::: Input records :::
PR #270, opened 2025-04-29
Rosa Bulo (REB) SCMSUITE-- SO107: MDAnalysisJobs now Pisa compatible

rebadam:
- The MDAnalysisJobs should now work with Pisa instead of Settings
- It is possible to add multiple previous_jobs (in the case of time analysis, it is up to the user to ensure they are consecutive)


recipes/md/trajectoryanalysis.py
```diff
@@ -30,19 +36,109 @@ def _get_max_dt_frames(self, max_correlation_time_fs):
...
+        """
+        Generate the input file
+        """
+        self._settings_to_list()
+        if self.atom_indices and self._parent_write_atoms:
+            section = getattr(self.settings.input, self._task)
+            for entry in section:
+                found = self._has_settings_entry(entry, "Atoms")
+                if found:
+                    found = self._has_settings_entry(entry.Atoms, "Atom")
```
mhellstr: Better to combine these with an "and"

mhellstr:
In general this code is quite difficult to read, isn't it easier to just convert the PISA object to Settings once and be done with it? Similar to how RD converts from settings-to-pisa, but the other way around.

unit_tests/test_tools_plot.py
```diff
@@ -393,6 +394,54 @@ def test_plot_msd(run_calculations, rkf_tools_plot, xyz_folder):
...
+    s.input.ams.MolecularDynamics.Trajectory.SamplingFreq = 1
+    s.input.ams.MolecularDynamics.TimeStep = 0.5
+    s.input.ams.MolecularDynamics.NSteps = 200
+
+    sets = Analysis()
+    sets.MeanSquareDisplacement.UseAllValues = "Yes"
+    sets.MeanSquareDisplacement.Property = "Coords"
+    sets.MeanSquareDisplacement.Atoms.Element = "O"
+    s_msd = Settings()
+    s_msd.input = sets
```
dormrod, line 421: In the `AMSJob` the input class from PISA can either fully replace the settings object, or be under `settings.input`. Does the former also work here?

Answered my own question - yes as this happens in the `Job` base class, but maybe also cover in the test somehow? i.e. using  `AMSMSDJob(job, settings=sets)`

interfaces/adfsuite/amsanalysis.py
```diff
@@ -288,14 +298,19 @@ def _serialize_mol(self):
 
         systems = AMSJob._serialize_molecule(self)
         if len(systems) > 0:
-            self.settings.input.system = systems
+            if _has_scm_pisa and isinstance(self.settings.input, DriverBlock):
```
dormrod, line 301: More for my knowledge, but do we know why this uses `SCMJob` instead of `AMSJob`?

Would we get this all "for free" if we refactored to use `AMSJob` and/or would it cause any issues?

recipes/md/trajectoryanalysis.py
```diff
@@ -30,19 +36,109 @@ def _get_max_dt_frames(self, max_correlation_time_fs):
...
 
-        historylength = self.previous_job.results.readrkf("History", "nEntries")
-        max_dt_frames = int(max_correlation_time_fs / self.previous_job.results.get_time_step())
+        # Adjust for multiple previous_jobs
+        prevjobs = self.previous_job
+        if not isinstance(prevjobs, list):
+            prevjobs = [prevjobs]
+
+        # Read history and time step
+        # FIXME: Does not account for the presence of Range of StepSize (which the user may have provided)
```
dormrod, line 46: Fix needed here?

recipes/md/trajectoryanalysis.py
```diff
@@ -30,19 +36,109 @@ def _get_max_dt_frames(self, max_correlation_time_fs):
...
+                            entry.Atoms.Atom[i] = self.atom_indices[i]
+                    else:
+                        entry.Atoms.Atom = self.atom_indices
+        return super().get_input()
+
+    def _settings_to_list(self):
+        """
+        Convert the main settings object for this Task to a list of settings objects
+        """
+        if isinstance(self.settings.input, Settings):
```
dormrod: To Matti's point, for this class it might just be easier to use:

```
        if _has_scm_pisa and isinstance(self.settings.input, DriverBlock):
            self.settings.input = self.settings.input.to_settings()
```

or similar in the c'tor, to remove all the if/else.

Trade off would be that the user would not get the benefits of PISA when accessing the job settings...

interfaces/adfsuite/amsanalysis.py
rebadam: I am not sure if it would make sense to use AMSJob as the parent. I think the main difference is that it does not produce a .rkf file, but a .kf file. And it does not need an engine block. Intuitively I don't think inheritance from AMSJob makes sense, but it is possible that it makes practical sense.

recipes/md/trajectoryanalysis.py
rebadam: Yes, but this is a separate issue. It should be fixed, but maybe not in this branch? It is already doing much more than I planned.

recipes/md/trajectoryanalysis.py
rebadam: Yes, that is definitely an option. But it would be different from the AMSJob approach. Wouldn't it be better to make the pisa interface more compatible with the Settings object? For example, give it a get() method, and maybe __contains__? There is also a bug in Pisa for non-unique entries. If you provide a single entry first, then you cannot easily add other entries. Right now I just added work-around code, but I think it should be fixed in Pisa.

unit_tests/test_tools_plot.py
rebadam: Ah, I did not know that. Will add it.

interfaces/adfsuite/amsanalysis.py
dormrod: OK thanks! I assumed `AMSXJob` would inherit from `AMSJob` and `SCMJob` was a legacy version of the `AMSJob`, but seems like it is still useful

recipes/md/trajectoryanalysis.py
dormrod: Fair enough!

recipes/md/trajectoryanalysis.py
dormrod: Yes I think PISA should be improved. Could you please raise JIRA(s) with the examples of the bugs/methods to add?

In particular I agree the `contains` is a big omission at the moment and should behave as the `Settings` contains.

I also think that the PISA/Settings objects should be more generally interchangeable to facilitate this kind of refactor. In an ideal world you shouldn't have to make this change at all... (or at least it should be very minimal)

dormrod:
Also please update: https://github.com/SCM-NV/PLAMS/blob/trunk/CHANGELOG.md

under `Unreleased/Added`

rebadam:
I don't really understand why the above is even a conflict. David, could you maybe take a look?

dormrod (approved):

PR #275, opened 2025-05-07
Wei lin chen/py crs correction

WLChen1118:
Fix the bug due to the keyword change


dormrod:
It looks like this change was originally made off `trunk`, hence the large diff and conflicts. These changes should not be put into `fix2025`, so please just cherry pick this commit: https://github.com/SCM-NV/PLAMS/commit/1c37b55abbfdd8edf3903a4c6f904bfd4a5cac74 in a new branch to merge into fix2025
:::
- What the task requires
Return all lines in the entries above that carry the word "work".

- Answer space
- The MDAnalysisJobs should now work with Pisa instead of Settings
dormrod, line 421: In the `AMSJob` the input class from PISA can either fully replace the settings object, or be under `settings.input`. Does the former also work here?
rebadam: Yes, that is definitely an option. But it would be different from the AMSJob approach. Wouldn't it be better to make the pisa interface more compatible with the Settings object? For example, give it a get() method, and maybe __contains__? There is also a bug in Pisa for non-unique entries. If you provide a single entry first, then you cannot easily add other entries. Right now I just added work-around code, but I think it should be fixed in Pisa.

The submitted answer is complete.